IF you have already entered your zip code, in your profile, will you help me "remind" others???

For the next week, when you post, end your post with a simple, *"ZipIt"*.
 If enough of you do this, I think the message will be hard to miss and those who have not yet "zipped" will be encouraged to do so. (Peer pressure and all that psycho-stuff)​ 
Just another "not so subtle reminder"!!

In your UserCP, "your profile"--"edit your details"---the LAST field on that page is now your ZIP code!!

Nearly 300 voted YES they would list this information, to help us set up the "chapters" for IAP.  So far, 166 (7 AM today) have done so!!

Realize there are 50 states and god knows how many countries represented in the IAP.  So, until we have 500+ postal code (zip in USA) entries, this information is not real useful.  

So, PLEASE, if you want to take part in a chapter (real world meeting of other IAP members and "pen-talk, show and tell"), we need LOTS of zips!!

So, take a few moments and join those who have 

*ZIP*--PED
*IT*
in their profile!!
​


----------



## seamus7227 (Apr 25, 2013)

done!


----------



## GoodTurns (Apr 25, 2013)

Does anyone else appreciate the irony of the post leader telling us to "ZIP IT" ?????  

(I'd put in one of those cool gifs with a knee slap or something, but find myself technically incompetent, doh!)


----------



## ed4copies (Apr 25, 2013)

GoodTurns said:


> Does anyone else appreciate the irony of the post leader telling us to "ZIP IT" ?????
> 
> (I'd put in one of those cool gifs with a knee slap or something, but find myself technically incompetent, doh!)



That DID occur to me, Jon!!  But I have come to realize every entry I make is a "diamond", so it sure wouldn't be read to imply I should "zip it"

For the new guys: Tongue firmly implanted in cheek!!
Ed (pushing 20,000)


----------



## ed4copies (Apr 25, 2013)

seamus7227 said:


> done!



Great IDEA, Seamus!!!
(see his signature)!!


----------



## TellicoTurning (Apr 25, 2013)

GoodTurns said:


> Does anyone else appreciate the irony of the post leader telling us to "ZIP IT" ?????
> 
> (I'd put in one of those cool gifs with a knee slap or something, but find myself technically incompetent, doh!)




Jon, I don't know why you would say such a thing... I've never known Ed to be facetious in any of his posts........:biggrin::biggrin::biggrin::biggrin::biggrin::biggrin::biggrin::biggrin::smile-big:


----------



## Joe S. (Apr 25, 2013)

How's this?


----------



## KBs Pensnmore (Apr 25, 2013)

I drive a bus twice a week, it's the only time I can get away with telling a woman to belt up.
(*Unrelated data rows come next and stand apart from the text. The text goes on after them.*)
PR #366, opened 2023-09-14
Restore "default" Property for Recipes

Satrat:
With the SparseZoo V2 refactor, model recipes are stored in the root directory rather than a subfolder, so the Model class stored them as a List[Files] rather than a Directory. This removed the functionality to be able to reference a default recipe with recipes.default.

This PR introduces a Recipes class that restores the recipes.default functionality. PR https://github.com/neuralmagic/sparseml/pull/1719 will have to be updated after this is merged to reflect the change

### DIFF
--- a/src/sparsezoo/objects/recipes.py
+++ b/src/sparsezoo/objects/recipes.py
@@ -47,7 +47,7 @@ class Recipes:
         self._default_recipe_name = self._RECIPE_DEFAULT_NAME
         custom_default = stub_params.get("recipe_type") or stub_params.get("recipe")
         if custom_default is not None:
-            self._default_recipe_name = "recipe_" + custom_default + ".md"
+            self._default_recipe_name = "recipe_" + custom_default
 
     @property
     def recipes(self) -> List:
@@ -62,7 +62,7 @@ class Recipes:
         :return: The default recipe in the recipe list
         """
         for recipe in self._recipes:
-            if recipe.name == self._default_recipe_name:
+            if recipe.name.startswith(self._default_recipe_name):
                 return recipe
 
         # fallback to first recipe in list
--- a/src/sparsezoo/objects/recipes.py
+++ b/src/sparsezoo/objects/recipes.py
@@ -28,7 +28,7 @@ class Recipes:
     Object to store a list of recipes for a downloaded model and pull the default
 
     :param recipes: list of recipes to store
-    :param stub_params: dictionary storing custom default recipes names
+    :param stub_params: dictionary that may contain custom default recipes names
     """
 
     _RECIPE_DEFAULT_NAME = "recipe.md"
--- a/src/sparsezoo/objects/recipes.py
+++ b/src/sparsezoo/objects/recipes.py
@@ -32,7 +32,9 @@ class Recipes:
 
     _RECIPE_DEFAULT_NAME = "recipe.md"
 
-    def __init__(self, recipes: Union[File, List[File]]):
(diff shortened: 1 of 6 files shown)


horheynm (dismissed):

tests/sparsezoo/objects/test_recipes.py
```diff
@@ -0,0 +1,55 @@
...
+
+    found_by_name = model.recipes.get_recipe_by_name("does_not_exist.md")
+    assert found_by_name is None
+
+    shutil.rmtree(temp_dir.name)
+
+
+def test_custom_default():
+    custom_default_name = "transfer_text_classification"
+    stub_with_multiple_recieps = (
```
horheynm, line 44: typo

tests/sparsezoo/objects/test_recipes.py
```diff
@@ -0,0 +1,55 @@
...
+            custom_default_name
+        )
+    )
+    temp_dir = tempfile.TemporaryDirectory(dir="/tmp")
+    model = Model(stub_with_multiple_recieps, temp_dir.name)
+
+    expected_default_name = "recipe_" + custom_default_name + ".md"
+
+    default_recipe = model.recipes.default
+    assert default_recipe.name == expected_default_name
```
horheynm, line 55: delete tmp dir?
Might be worth making a fixture that yields tmp dir and deletes after

dbarbuzzi: Pytest actually has that built-in: https://docs.pytest.org/en/7.4.x/how-to/tmp_path.html

src/sparsezoo/objects/recipes.py
```diff
@@ -0,0 +1,85 @@
...
+    Object to store a list of recipes for a downloaded model and pull the default
+
+    :param recipes: list of recipes to store
+    :param stub_params: dictionary that may contain custom default recipes names
+    """
+
+    _RECIPE_DEFAULT_NAME = "recipe.md"
+
+    def __init__(
+        self, recipes: Union[None, File, List[File]], stub_params: Dict[str, str]
```
horheynm, line 37: Union[None,...] is same as Optional[Union[F, L[F]] = None
and i would make stub_params: Dict[str, str] = {}

src/sparsezoo/objects/recipes.py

Is that the same as Zip It.:biggrin:
Kryn


----------



## redbulldog (Apr 25, 2013)

Done!


----------



## ed4copies (Apr 25, 2013)

Thank you, Joe, Red and Kryn!!!!

Hey Seamus, you got ME to do it to!!
Great idea, hope it becomes contagious!!

Ed
zipIt


----------



## D.Oliver (Apr 25, 2013)

Even Dr. Evil is getting behind this.

Austin Powers - Dr.evil tells Scott to zip it! - YouTube


----------



## terryf (Apr 25, 2013)

ed4copies said:


> GoodTurns said:
> 
> 
> > Does anyone else appreciate the irony of the post leader telling us to "ZIP IT" ?????
> ...



:biggrin::biggrin:


----------



## Mack C. (Apr 25, 2013)

*Forbidden*

You don't have permission to access /forum/profile.php on this server.

That's the msg. rec'd when I attempted to enter my Postal Code in my personal details!

L1M 1A8


----------



## triw51 (Apr 25, 2013)

Usually when some one tells me to "zipit" they don't want my opinion.....
But in this case ZIPIT


----------



## flyitfast (Apr 25, 2013)

I hope this works?
.gordon


----------



## mtgrizzly52 (Apr 25, 2013)

DONE!

mtgrizzly52

<<<<<Oh By The Way>>>>>>
 ZIP IT!!!!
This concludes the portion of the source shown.